About this exercise:
Determine the count of lines in the data below that include the word "have", and give nothing besides it.

(Saved entries)
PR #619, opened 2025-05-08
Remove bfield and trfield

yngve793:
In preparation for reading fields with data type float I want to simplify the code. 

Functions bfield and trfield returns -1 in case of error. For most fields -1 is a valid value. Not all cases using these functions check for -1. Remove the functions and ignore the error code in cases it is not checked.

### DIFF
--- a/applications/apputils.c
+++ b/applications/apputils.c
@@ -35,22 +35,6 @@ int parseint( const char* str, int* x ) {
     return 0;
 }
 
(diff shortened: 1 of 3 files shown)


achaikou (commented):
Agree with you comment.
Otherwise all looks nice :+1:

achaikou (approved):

---

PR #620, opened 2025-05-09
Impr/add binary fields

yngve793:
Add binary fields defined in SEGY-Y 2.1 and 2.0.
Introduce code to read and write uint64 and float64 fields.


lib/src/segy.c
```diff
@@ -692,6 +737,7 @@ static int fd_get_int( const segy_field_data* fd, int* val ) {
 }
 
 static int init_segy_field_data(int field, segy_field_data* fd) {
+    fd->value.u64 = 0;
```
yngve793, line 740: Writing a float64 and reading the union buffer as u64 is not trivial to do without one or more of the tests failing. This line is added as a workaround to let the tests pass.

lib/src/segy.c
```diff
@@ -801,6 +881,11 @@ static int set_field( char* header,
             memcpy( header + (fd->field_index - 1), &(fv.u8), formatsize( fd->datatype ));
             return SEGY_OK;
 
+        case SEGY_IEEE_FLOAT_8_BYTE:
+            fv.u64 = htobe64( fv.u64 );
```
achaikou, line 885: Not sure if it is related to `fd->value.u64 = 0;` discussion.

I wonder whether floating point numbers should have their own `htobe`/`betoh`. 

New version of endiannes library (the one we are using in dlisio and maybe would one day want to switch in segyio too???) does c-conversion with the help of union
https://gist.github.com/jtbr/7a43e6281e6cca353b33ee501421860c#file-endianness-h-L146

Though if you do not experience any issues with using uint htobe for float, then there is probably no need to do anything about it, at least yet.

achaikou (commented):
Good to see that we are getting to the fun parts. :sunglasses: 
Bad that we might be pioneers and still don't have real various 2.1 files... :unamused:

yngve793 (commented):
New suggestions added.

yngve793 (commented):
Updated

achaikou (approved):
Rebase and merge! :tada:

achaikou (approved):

...

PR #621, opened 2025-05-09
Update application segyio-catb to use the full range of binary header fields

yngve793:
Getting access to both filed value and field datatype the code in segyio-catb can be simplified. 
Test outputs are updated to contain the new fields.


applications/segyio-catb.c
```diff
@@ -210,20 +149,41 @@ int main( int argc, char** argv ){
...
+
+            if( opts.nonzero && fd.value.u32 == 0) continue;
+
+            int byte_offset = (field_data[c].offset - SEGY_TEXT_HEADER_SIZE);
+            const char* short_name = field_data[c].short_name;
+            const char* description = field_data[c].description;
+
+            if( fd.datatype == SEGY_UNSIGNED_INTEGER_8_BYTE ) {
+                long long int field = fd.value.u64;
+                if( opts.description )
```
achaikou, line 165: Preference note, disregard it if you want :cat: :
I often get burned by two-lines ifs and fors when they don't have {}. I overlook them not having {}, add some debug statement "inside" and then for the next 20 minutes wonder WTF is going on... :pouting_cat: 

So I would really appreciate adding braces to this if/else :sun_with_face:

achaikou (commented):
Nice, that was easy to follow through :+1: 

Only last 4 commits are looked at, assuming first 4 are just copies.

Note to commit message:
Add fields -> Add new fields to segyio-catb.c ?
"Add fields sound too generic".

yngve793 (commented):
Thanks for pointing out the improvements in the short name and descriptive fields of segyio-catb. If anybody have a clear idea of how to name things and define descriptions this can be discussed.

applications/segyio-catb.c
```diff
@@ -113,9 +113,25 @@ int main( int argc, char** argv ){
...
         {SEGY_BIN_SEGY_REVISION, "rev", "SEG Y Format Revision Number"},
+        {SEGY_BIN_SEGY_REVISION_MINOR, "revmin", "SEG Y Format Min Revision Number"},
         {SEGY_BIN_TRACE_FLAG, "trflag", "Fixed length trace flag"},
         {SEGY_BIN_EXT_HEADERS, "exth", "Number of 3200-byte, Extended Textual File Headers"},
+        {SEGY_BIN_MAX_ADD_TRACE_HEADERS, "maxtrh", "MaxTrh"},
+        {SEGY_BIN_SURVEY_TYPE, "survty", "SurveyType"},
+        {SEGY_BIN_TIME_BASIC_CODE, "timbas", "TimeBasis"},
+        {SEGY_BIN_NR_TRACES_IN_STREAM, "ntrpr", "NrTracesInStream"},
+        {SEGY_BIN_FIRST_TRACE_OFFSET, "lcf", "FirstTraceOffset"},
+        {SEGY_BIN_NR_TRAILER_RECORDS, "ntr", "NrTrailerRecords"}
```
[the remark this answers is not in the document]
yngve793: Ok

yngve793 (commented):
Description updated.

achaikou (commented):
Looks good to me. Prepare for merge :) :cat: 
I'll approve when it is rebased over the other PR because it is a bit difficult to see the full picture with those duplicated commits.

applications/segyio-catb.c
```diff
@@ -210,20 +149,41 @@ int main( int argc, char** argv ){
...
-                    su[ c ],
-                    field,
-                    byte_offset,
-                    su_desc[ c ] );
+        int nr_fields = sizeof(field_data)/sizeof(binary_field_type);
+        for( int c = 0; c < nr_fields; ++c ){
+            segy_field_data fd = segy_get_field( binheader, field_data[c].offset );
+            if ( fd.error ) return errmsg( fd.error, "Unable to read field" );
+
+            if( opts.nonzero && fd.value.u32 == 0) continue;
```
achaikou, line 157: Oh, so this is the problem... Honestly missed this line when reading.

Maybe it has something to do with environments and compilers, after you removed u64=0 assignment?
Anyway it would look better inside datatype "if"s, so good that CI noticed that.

Exercise result:
4